Workflow and task concepts

Tasks are the basic unit of the system, the automation framework record the state of each task for each CMS run. A workflow is simply a collection of tasks related to each other.

Tasks are clearly defined as by a single instance of a TaskHandler class and are executed by the automation if they are activated by adding them to a specific campaign with ecalrunctrl.py --db 'dbname' rtype-update --campaign 'mycamp' --add 'task1'. A task can be viewed as an atomic action performed on a set of data (e.g. run the event reconstruction, upload to conddb, ...). A task at its core is essentially the execution of a single program (cmsRun, python myscript.py, etc). The TaskHandler wraps the execution of the single program, taking care of notifying the automation framework of every status change of the task (new, processing, done, failed, ...).

The definition of workflow is more loose. In general a workflow is a collection of tasks related to each other by a chain of dependencies.
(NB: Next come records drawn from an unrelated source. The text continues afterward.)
PR #2675, opened 2019-02-22
fix(redis): Fix intermittently failing test

ezimanyi:
Another test fails occasionally due to non-monotonic ULIDs over short timescales.


ajordens:
LGTM

PR #2677, opened 2019-02-26
fix(execution): Ensure that synthetic stages respect execution strategy

marchello2000:
Synthetic stages don't (always) get the parent context. Since the user
might set execution options (e.g. whether to fail or not the pipeline) on
the parent stage, those directives should be respected by synthetic stages.
With this change, recursively look up these directives on synthetic stages'
parent if they aren't explicitly passed down.

An example here is the deploy stages: if a synthetic generated by one of the
deploy strategies fails but the deploy stage specified to ignore failure, the
ignore behavior will not be respected.

### DIFF
--- a/orca-kotlin/src/main/kotlin/com/netflix/spinnaker/orca/ext/Stage.kt
+++ b/orca-kotlin/src/main/kotlin/com/netflix/spinnaker/orca/ext/Stage.kt
@@ -119,18 +119,33 @@ inline fun <reified O> Stage.mapTo(pointer: String): O = mapTo(pointer, O::class
 
 inline fun <reified O> Stage.mapTo(): O = mapTo(O::class.java)
 
-fun Stage.shouldFailPipeline(): Boolean =
-  context["failPipeline"] in listOf(null, true)
+fun Stage.failureStatus(default: ExecutionStatus = TERMINAL): ExecutionStatus {
+  // Look for `continuePipeline` or `failPipeline` attributes on parent stages in the event
+  // that they were not explicitly passed down as part of the synthetic stage context.
+  // Note: a value in a parent stage overrides non-existent value in synthetic child stage
+  fun getFromParent(param: String, defaultIfNotPresent: Boolean): Boolean {
+    var stage: Stage? = this
 
-fun Stage.shouldContinueOnFailure(): Boolean =
-  context["continuePipeline"] == true
+    while (stage != null) {
+      if (stage.context[param] != null) {
+        return (stage.context[param] == true)
+      }
 
-fun Stage.failureStatus(default: ExecutionStatus = TERMINAL) =
-  when {
-    shouldContinueOnFailure() -> FAILED_CONTINUE
-    shouldFailPipeline()      -> default
-    else                      -> STOPPED
+      stage = if (stage.syntheticStageOwner != null) stage.parent() else null
+    }
+
+    return defaultIfNotPresent
   }
+
+  var shouldContinueOnFailure = getFromParent("continuePipeline", false)
+  var shouldFailPipeline = getFromParent("failPipeline", true)
+
+  return when {
+    shouldContinueOnFailure -> FAILED_CONTINUE
+    shouldFailPipeline -> default
+    else -> STOPPED
+  }
+}
 
 fun Stage.isManuallySkipped(): Boolean {
   return context["manualSkip"] == true || parent?.isManuallySkipped() == true
--- a/orca-kotlin/src/test/kotlin/com/netflix/spinnaker/orca/ext/StageTest.kt
+++ b/orca-kotlin/src/test/kotlin/com/netflix/spinnaker/orca/ext/StageTest.kt
@@ -1,0 +1,90 @@
+/*
+ * Copyright 2019 Netflix, Inc.
+ *
+ * Licensed under the Apache License, Version 2.0 (the "License")
+ * you may not use this file except in compliance with the License.
+ * You may obtain a copy of the License at
+ *
+ *   http://www.apache.org/licenses/LICENSE-2.0
+ *
+ * Unless required by applicable law or agreed to in writing, software
+ * distributed under the License is distributed on an "AS IS" BASIS,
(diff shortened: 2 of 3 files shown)


orca-kotlin/src/main/kotlin/com/netflix/spinnaker/orca/ext/Stage.kt
```diff
@@ -103,34 +103,47 @@ fun Stage.allAfterStagesSuccessful(): Boolean =
...
+
+      stage = if (stage.syntheticStageOwner != null) stage.parent() else null
+    }
 
-fun Stage.shouldContinueOnFailure(): Boolean =
-  context["continuePipeline"] == true
+    return default
+  }
+
+  // true if explicitly set to true
```
ajordens: Not sure this inline comment is necessary here?

orca-kotlin/src/main/kotlin/com/netflix/spinnaker/orca/ext/Stage.kt
```diff
@@ -103,34 +103,47 @@ fun Stage.allAfterStagesSuccessful(): Boolean =
 fun Stage.anyBeforeStagesFailed(): Boolean =
   beforeStages().any { it.status in listOf(TERMINAL, STOPPED, CANCELED) }
 
-fun Stage.anyAfterStagesFailed(): Boolean =
```
ajordens: Why was this removed?

orca-kotlin/src/test/kotlin/com/netflix/spinnaker/orca/ext/StageTest.kt
```diff
@@ -0,0 +1,88 @@
...
+  describe("parent stage context is empty but child is set") {
+    val pipeline = pipeline {
+      application = "test"
+      stage {
+        refId = "1"
+        type = "parent"
+        status = ExecutionStatus.SUCCEEDED
+        context = mapOf(
+          "failPipeline" to false,
+          "continuePipeline" to true)
```
ajordens: conventions would say `)` on next line

orca-kotlin/src/main/kotlin/com/netflix/spinnaker/orca/ext/Stage.kt
```diff
@@ -103,34 +103,47 @@ fun Stage.allAfterStagesSuccessful(): Boolean =
...
-  firstAfterStages().isNotEmpty()
-
 inline fun <reified O> Stage.mapTo(pointer: String): O = mapTo(pointer, O::class.java)
 
 inline fun <reified O> Stage.mapTo(): O = mapTo(O::class.java)
 
-fun Stage.shouldFailPipeline(): Boolean =
-  context["failPipeline"] in listOf(null, true)
+fun Stage.failureStatus(default: ExecutionStatus = TERMINAL): ExecutionStatus {
+  // Because not all stages pass the full context to their child
```
ajordens:
```
Look for `continuePipeline` or `failPipeline` attributes on parent stages in the event
that they were not explicitly passed down as part of the synthetic stage context.
```

orca-kotlin/src/main/kotlin/com/netflix/spinnaker/orca/ext/Stage.kt
marchello2000: it wasn't used, so i figured I'd remove it

orca-kotlin/src/main/kotlin/com/netflix/spinnaker/orca/ext/Stage.kt
```diff
@@ -103,34 +103,47 @@ fun Stage.allAfterStagesSuccessful(): Boolean =
...
-fun Stage.anyAfterStagesFailed(): Boolean =
-  afterStages().any { it.status in listOf(TERMINAL, STOPPED, CANCELED) }
-
 fun Stage.allAfterStagesComplete(): Boolean =
   afterStages().all { it.status.isComplete }
 
 fun Stage.hasTasks(): Boolean =
   tasks.isNotEmpty()
 
-fun Stage.hasAfterStages(): Boolean =
```
marchello2000: wasn't used

orca-kotlin/src/main/kotlin/com/netflix/spinnaker/orca/ext/Stage.kt
marchello2000: thanks, i like this wording better

orca-kotlin/src/main/kotlin/com/netflix/spinnaker/orca/ext/Stage.kt
marchello2000: yeah, i wanted to make clear why one is defaulted to `true` and one to `false`, but I renamed the `default` param and I think it's clearer now and no longer needs the comment

orca-kotlin/src/test/kotlin/com/netflix/spinnaker/orca/ext/StageTest.kt
marchello2000: 👍

robfletcher:
I think this will work as intended but I'm not sure it's the correct behavior. For example if we have a deploy stage that should continue on failure, that doesn't mean all its synthetic stages should do the same. For example, if the disable previous server group step fails we should probably not carry on to try to destroy it.

marchello2000:
Discussed offline, since this behavior is what happens in most cases today already (since most synthetic stages inherit the context of the parent) we are going to go forward with this behavior though, as @robfletcher points out, it's not 100% correct. We will be addressing the correctness separately.

orca-kotlin/src/main/kotlin/com/netflix/spinnaker/orca/ext/Stage.kt
marchello2000: will put back in

marchello2000:
closing since #2686 is a better solution

PR #2679, opened 2019-02-27
feat(webhook): Add support to whitelist domains for webhook stage

aravindmd:
* We don't allow webhooks to post to external endpoint , this change allows whitelisting a list of domains for webhook stage to post to external endpoint.

### DIFF
--- a/orca-core/src/main/java/com/netflix/spinnaker/orca/config/UserConfiguredUrlRestrictions.java
+++ b/orca-core/src/main/java/com/netflix/spinnaker/orca/config/UserConfiguredUrlRestrictions.java
@@ -32,6 +32,7 @@ public class UserConfiguredUrlRestrictions {
     private boolean rejectLocalhost = true;
     private boolean rejectLinkLocal = true;
     private List<String> rejectedIps = new ArrayList<>(); // can contain IP addresses and/or IP ranges (CIDR block)
+    private List<String> allowedDomains = new ArrayList<String>();
 
     public Builder withAllowedHostnamesRegex(String allowedHostnamesRegex) {
       setAllowedHostnamesRegex(allowedHostnamesRegex);
@@ -58,8 +59,13 @@ public class UserConfiguredUrlRestrictions {
       return this;
     }
 
+    public Builder withWhitelistedDomains(List<String> allowedDomains) {
+      setAllowedDomains(allowedDomains);
+      return this;
+    }
+
     public UserConfiguredUrlRestrictions build() {
-      return new UserConfiguredUrlRestrictions(Pattern.compile(allowedHostnamesRegex), allowedSchemes, rejectLocalhost, rejectLinkLocal, rejectedIps);
+      return new UserConfiguredUrlRestrictions(Pattern.compile(allowedHostnamesRegex), allowedSchemes, rejectLocalhost, rejectLinkLocal, rejectedIps, allowedDomains);
     }
   }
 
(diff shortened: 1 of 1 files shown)


orca-core/src/main/java/com/netflix/spinnaker/orca/config/UserConfiguredUrlRestrictions.java
```diff
@@ -68,13 +74,15 @@ public UserConfiguredUrlRestrictions build() {
   private final boolean rejectLocalhost;
   private final boolean rejectLinkLocal;
   private final Set<String> rejectedIps;
+  private final List<String> whitelistedDomains;
```
marchello2000: I prefer `allowedDomains`

orca-core/src/main/java/com/netflix/spinnaker/orca/config/UserConfiguredUrlRestrictions.java
```diff
@@ -86,10 +94,9 @@ public URI validateURI(String url) throws IllegalArgumentException {
       if (!allowedSchemes.contains(u.getScheme().toLowerCase())) {
         throw new IllegalArgumentException("unsupported URI scheme " + url);
       }
-      if (!allowedHostnames.matcher(u.getHost()).matches()) {
-        throw new IllegalArgumentException("Host not allowed " + u.getHost() + ". Host much match " + allowedHostnames.toString() + ".");
+      if (!allowedHostnames.matcher(u.getHost()).matches() && !whitelistedDomains.contains(u.getHost())) {
```
marchello2000: This approach is just a simpler version of adding to the regex, e.g.
`'^(.+\.netflix(?:aws)?\.(?:net|com)$)|(myawesomedomain.com)'

orca-core/src/main/java/com/netflix/spinnaker/orca/config/UserConfiguredUrlRestrictions.java
ajordens: Could go with `allowedHostnames` to match the `allowedHostnamesRegex`.

I could see `allowedHostnames` just containing a list of strings that may themselves be regexes. This would allow for a simpler replacement of `allowedHostnamesRegex`.

orca-core/src/main/java/com/netflix/spinnaker/orca/config/UserConfiguredUrlRestrictions.java
```diff
@@ -32,6 +32,7 @@
     private boolean rejectLocalhost = true;
     private boolean rejectLinkLocal = true;
     private List<String> rejectedIps = new ArrayList<>(); // can contain IP addresses and/or IP ranges (CIDR block)
+    private List<String> allowedDomains = new ArrayList<String>();
```
ajordens: You don't need `String` on the right-hand side.

orca-core/src/main/java/com/netflix/spinnaker/orca/config/UserConfiguredUrlRestrictions.java
```diff
@@ -133,4 +140,7 @@ public boolean isRejectLocalhost() {
   public boolean isRejectLinkLocal() {
     return rejectLinkLocal;
   }
+
+  public List<String> getWhitelistedDomains() { return whitelistedDomains; }
```
ajordens: Should be separate lines for consistency.

orca-core/src/main/java/com/netflix/spinnaker/orca/config/UserConfiguredUrlRestrictions.java
ajordens: I would be fine with just modifying the regex as-is in our case and putting off this PR until sometime in the future when our regex becomes unwieldy.

aravindmd: Sounds good to me , i will close this PR for now.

Translation between the automation concepts and their implementationt through git, Jenkins and the Influxdb measurements is summarized in the table below:

Automation concept	Git	Jenkins	Influxdb
Task	a single python script within a workflow directory.	stage(s), multiple stages in case submit/resubmit/check are ran asyncronously	for each run the status of the task is recorded in the "run" measurement
Workflow	a single Jenkinsfile within a workflow directory.	item	workflows are not recorded in the db as single entities

Job concept

Each task can run a single job (e.g. plotting script) or multiple jobs in parallel (e.g. running the reconstruction/ntuplizer). Jobs that requires the output of the first one to be fed to the second are generally split over two different task, within the same workflow.

Warning

Nothing in the system prevets (yet) the implementation of a taks that executes two (or more) jobs in series. All it takes is adding additional statuses (e.g. "done-job1", "done-job2") for the workflow besides the standard one ("new", "processing", "done", "failed", "merged"). This is strongly discouraged since it would require adding ad-hoc status changes and monitoring for each workflow, while the structure using tasks in series within a workflow allow one to concatenate tasks in a flexible way using only the standard statuses.

Jobs are created by the TaskHandler using the JobCtrl class:

jctrl = JobCtrl(workflow=self.task,
                campaign=self.campaign,
                tags={'run_number': run, 'fill': run_dict['fill']},
                dbname=self.opts.dbname) # (1)
if not jctrl.taskExist():
    jctrl.createTask(jids=[0], fields=[{'group' : ','.join([r['run_number'] for r in group[:-1]])}]) # (2)

Create the JobCtrl class setting tags, campaign and workflow tp selected the wanted jobs. Note that campaign is accessed from self.campign since multiple campaigns can be specified (to handle multiple re-processing campaigns, for prompt processing usually there is a single campaign, prompt). The base class __call__ method takes care of switching the value of self.campaign before calling the method specified in the command line option (submit, resubmit, check, etc). The method is called multiple times, each time for a different campaign.
If the task does not exist create it adding extra information (in this case the group field contains a comma separated list of runs merged into a single task)

The snippet above is extract from the HTCHandler class. The first line can be used also in scripts and interactive python sessions to connect to the influxdb and view/update job status information.

Warning

Updating the status of a job manually is clearly a destructive action that should only take place by maintainers in case of a major problem with the automation infrastructure that prevented the system to handle/recover the job by itself.

When running a single job within the TaskHandler the user should notify the system that the processing has started:

try: 
    jctrl.running(jid=0)
    self.rctrl.updateStatus(run=run['run_number'], status={self.task : 'processing'})

Note that the status of the task for a given run and the status of the job are updated separately. It is convenient to enclose the actual job execution in a try-except block (see below).

When multiple runs are processed together the convention is to set the status to "processing" for one of the runs (usually the most recent) and set the status of the task to "merged" for all other runs in the group:

for r in group[:-1]:
    self.rctrl.updateStatus(run=r['run_number'], status={self.task : 'merged'})

Upon job completion the TaskHandler should again notify the system about the outcome of the job:

# mark as completed
    jctrl.done(jid=0, fields={'output' : f'{eosdir}/pi0_fitMassInfo_{run["fill"]}.txt', 'plots' : plotsurl})
except Exception as e:
    jctrl.failed(jid=0)
    self.log.error(f'Failed producing the monitoring plots for fill {run["fill"]}: {e}')

The snippet above set the status of the job to either "done" or "failed". The status of the task for the runs being processed will be set by a call to the check function of the TaskHandler.